Although the Senate amendments go much further than the House version of the bill, even the Senate’s changes fall short in some areas as far as Black and like-minded observers are concerned.
They object to the Senate maintaining mixed oversight in some areas, such as a Bond Review Authority that would feature both executive and legislative appointments.
Yet even the Senate’s more comprehensive reform could be in trouble in the House.
After the chamber continually postponed debate on the Senate amendments beginning on Feb. 23, some House leaders recently decided to sound off about the Senate markup – and in a decidedly public and political manner.
Last week, House Speaker Bobby Harrell, R-Charleston, criticized the Senate changes in a House Republican Caucus news release.
“Not only did the Senate leave unassigned authority decisions up to the old Budget & Control Board, they made a brand new Budget & Control Board in one of the 10 agencies they created,” Harrell said, adding:
“We believe that the House can truly eliminate the Budget & Control Board, and do so in a way that provides real accountability and doesn’t create 10 government agencies.”
The Senate bill would indeed form a few new entities, such as the Bond Review Authority, but it does not propose 10 new agencies.

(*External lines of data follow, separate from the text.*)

PR #7279, opened 2021-09-21
7978 os account api change

wschaeferB:


Core/src/org/sleuthkit/autopsy/centralrepository/datamodel/CorrelationAttributeUtil.java
```diff
@@ -102,71 +104,80 @@ private static String getEmailAddressAttrDisplayName() {
...
-            return new ArrayList<>();
-        } else {
-            return makeCorrAttrsForSearch(content);
-        }
+    public static List<CorrelationAttributeInstance> makeCorrAttrsToSave(AbstractFile file) {
+        return makeCorrAttrsForSearch(file);
+    }
+
+    public static List<CorrelationAttributeInstance> makeCorrAttrsToSave(AnalysisResult file) {
+        return new ArrayList<>();
```
rcordovano, line 112: You can return Collections.emptyList() here instead of making a new list.

PR #188, opened 2025-12-03
Include latest error in AllAttemptsErrored

### LINKED ISSUE #186: Routinely returns `AllAttemptsErrored([])` on failed requests
In these parts of the code we returning **before** adding the latest error to the `errors: Vec<_>`. This causes this code to return `AllAttemptsErrored([])` which is a bit frustrating.

https://github.com/bitcoindevkit/rust-electrum-client/blob/761796c94ae29a41651914796c926bbabf8784c8/src/client.rs#L56-L65
https://github.com/bitcoindevkit/rust-electrum-client/blob/761796c94ae29a41651914796c926bbabf8784c8/src/client.rs#L80-L89

nabijaczleweli:
```
$ git grep AllAttemptsErrored
src/client.rs:                        return Err(Error::AllAttemptsErrored(errors));
src/client.rs:                                        return Err(Error::AllAttemptsErrored(errors));
```
fixed here
```
src/raw_client.rs:    Err(Error::AllAttemptsErrored(errors))
```
already correctly collected
```
src/types.rs:    AllAttemptsErrored(Vec<Error>),
src/types.rs:            Error::AllAttemptsErrored(errors) => {
```
consumers

Closes #186

### DIFF
--- a/src/client.rs
+++ b/src/client.rs
@@ -38,63 +38,97 @@ pub struct Client {
 macro_rules! impl_inner_call {
     ( $self:expr, $name:ident $(, $args:expr)* ) => {
     {
-        let mut errors = vec![];
-        loop {
-            let read_client = $self.client_type.read().unwrap();
-            let res = match &*read_client {
+        impl_inner_call_impl($self, || {
+            match &*$self.client_type.read().unwrap() {
                 ClientType::TCP(inner) => inner.$name( $($args, )* ),
                 ClientType::SSL(inner) => inner.$name( $($args, )* ),
                 ClientType::Socks5(inner) => inner.$name( $($args, )* ),
-            };
-            drop(read_client);
-            match res {
-                Ok(val) => return Ok(val),
-                Err(Error::Protocol(_) | Error::AlreadySubscribed(_)) => {
-                    return res;
-                },
+            }
+        })
+    }}
+}
+
+fn impl_inner_call_impl<T>(
+    self_: &Client,
+    mut f: impl FnMut() -> Result<T, Error>,
+) -> Result<T, Error> {
+    let mut errors = vec![];
+    loop {
+        match f() {
+            Ok(val) => return Ok(val),
+            res @ Err(Error::Protocol(_) | Error::AlreadySubscribed(_)) => {
+                return res;
+            }
+            Err(e) => impl_inner_call_impl_err(self_, &mut errors, e)?,
+        }
+    }
+}
+
+fn impl_inner_call_impl_err(
+    self_: &Client,
+    errors: &mut Vec<Error>,
+    e: Error,
+) -> Result<(), Error> {
+    let failed_attempts = errors.len() + 1;
+
+    warn!(
+        "call '{}' failed with {}, retry: {}/{}",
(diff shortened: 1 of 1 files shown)


ValuedMammal:
In 59c28bd: `Include latest error in AllAttemptsErrored`

I understand that we can expect `errors` to be non-empty after pushing an error into it, however this code is dangerous and error prone due to the unchecked container access. The only time `e` is used outside of the `errors` vector is to pass a reference to the `warn!` macro, so it'd arguably be better to log the warning first before moving the value into `errors`. This is the suggestion I tried to convey in an earlier comment https://github.com/bitcoindevkit/rust-electrum-client/pull/188#pullrequestreview-3548676446.

Please also include a PR description that others can make sense of, and consider using conventional commits. Thanks for your contribution. @nabijaczleweli

nabijaczleweli:
Sure, whatever; applied.

You're free to rephrase the PR and commit descriptions as you see fit, from my POV "Include latest error in AllAttemptsErrored" follows all the relevant conventions and is human-readable.

ValuedMammal:
I had an additional comment related to the order of the logging statements. I think I would prefer this way, so that in the case of a failed attempt the latest error `e` can still be captured by the logs. Let me know what you think. @nabijaczleweli

```diff
--- a/src/client.rs
+++ b/src/client.rs
@@ -55,16 +55,15 @@ macro_rules! impl_inner_call {
                 Err(e) => {
                     let failed_attempts = errors.len() + 1;
 
+                    warn!("call '{}' failed with {}, retry: {}/{}", stringify!($name), e, failed_attempts, $self.config.retry());
+
+                    errors.push(e);
+
                     if retries_exhausted(failed_attempts, $self.config.retry()) {
                         warn!("call '{}' failed after {} attempts", stringify!($name), failed_attempts);
-                        errors.push(e);
                         return Err(Error::AllAttemptsErrored(errors));
                     }
 
-                    warn!("call '{}' failed with {}, retry: {}/{}", stringify!($name), e, failed_attempts, $self.config.retry());
-
-                    errors.push(e);
-
                     // Only one thread will try to recreate the client getting the write lock,
                     // other eventual threads will get Err and will block at the beginning of
                     // previous loop when trying to read()
@@ -80,15 +79,14 @@ macro_rules! impl_inner_call {
                                 Err(e) => {
                                     let failed_attempts = errors.len() + 1;
 
+                                    warn!("re-creating client failed with {}, retry: {}/{}", e, failed_attempts, $self.config.retry());
+
+                                    errors.push(e);
+
                                     if retries_exhausted(failed_attempts, $self.config.retry()) {
                                         warn!("re-creating client failed after {} attempts", failed_attempts);
-                                        errors.push(e);
                                         return Err(Error::AllAttemptsErrored(errors));
                                     }
-
-                                    warn!("re-creating client failed with {}, retry: {}/{}", e, failed_attempts, $self.config.retry());
-
-                                    errors.push(e);
                                 }
                             }
                         }
```

luisschwab:
@nabijaczleweli you need to run `just fmt` before pushing to save some back and forth.

PR #193, opened 2026-01-14
feat:tofu certificate validation

### LINKED ISSUE #176: feat:  check it out and use "TOFU" (trust on first use) for self-signed certificates
Instead of just ignoring and not validating the self-signed certificates, we probably should use the "TOFU" (trust on first use) for the self-signed certificates.

lucasdbr05:
Closes #176 

# What does this merge request do?

This feature (see the reference issue [https://github.com/bitcoindevkit/rust-electrum-client/issues/176](https://github.com/bitcoindevkit/rust-electrum-client/issues/176)) adds SSL certificate validation based on Trust On First Use (TOFU), storing the certificate on the first connection and verifying its consistency on subsequent connections.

Rather, it mostly shuffles functions among existing departments.
And Harrell’s assertion that the House can nix the BCB notwithstanding, the chamber failed to do so in the bill it originally passed.
The news release also said national credit rating firms have expressed concern about the Senate changes as they relate to the state’s AAA grade, the top rating possible.
That release followed a statement the week before by Harrell and S.C. Treasurer Curtis Loftis sounding a similar note about the state’s credit rating.
Loftis says his motivations are substantive rather than political. He says he is only trying to protect the state’s interests by fighting to ensure that a small group of people with a long-term view, rather than one politician with a short-term view, makes far-reaching decisions about the state’s finances.
“I did my best to really try and be up front about the whole thing,” he says.
But be that as it may, the Harrell-Loftis statement started the political melee, to which Senate Republican leaders responded in kind.
However, in interviews with The Nerve, representatives of the three main national credit rating agencies – Fitch, Moody’s and Standard & Poor’s – said the firms evaluate financial decisions and actions by states, not policy issues related to who makes those calls.
Marcy Block, senior director of public finance for Fitch, said it is up to South Carolina to decide how its debt management is structured. “But we have given credit to what that entity (the BCB) has done,” Block said.
David Jacobson, a spokesman in the public finance division of Moody’s, provided examples of the firm citing the Budget and Control Board in its South Carolina outlooks.
The examples merely mention the BCB, though, not praise it as the ultimate protector of the Palmetto State’s stellar credit rating.
The same goes for Standard & Poor’s.
“We’re looking more at the result than the name of the organization,” S&P communications director Ed Sweeney told The Nerve regarding the state’s financial management decisions.
The House reportedly will unveil a counterproposal to the Senate’s restructuring plan any day now.
But regardless, only the small amount of time left in the legislative session will tell if a legitimate policy debate on this issue can triumph against the political pro wrestling surrounding it.
Black, the Lexington County activist, says politics seems to have the upper hand at the moment.
Says Black, who also serves as state coordinator of the national limited government group Campaign for Liberty:
“The real reform – the separation of powers, the accountability; you know, having the General Assembly take care of all the bonding and the executive branch taking care of procurement – those very clear lines of responsibility get lost in all the political wrangling.”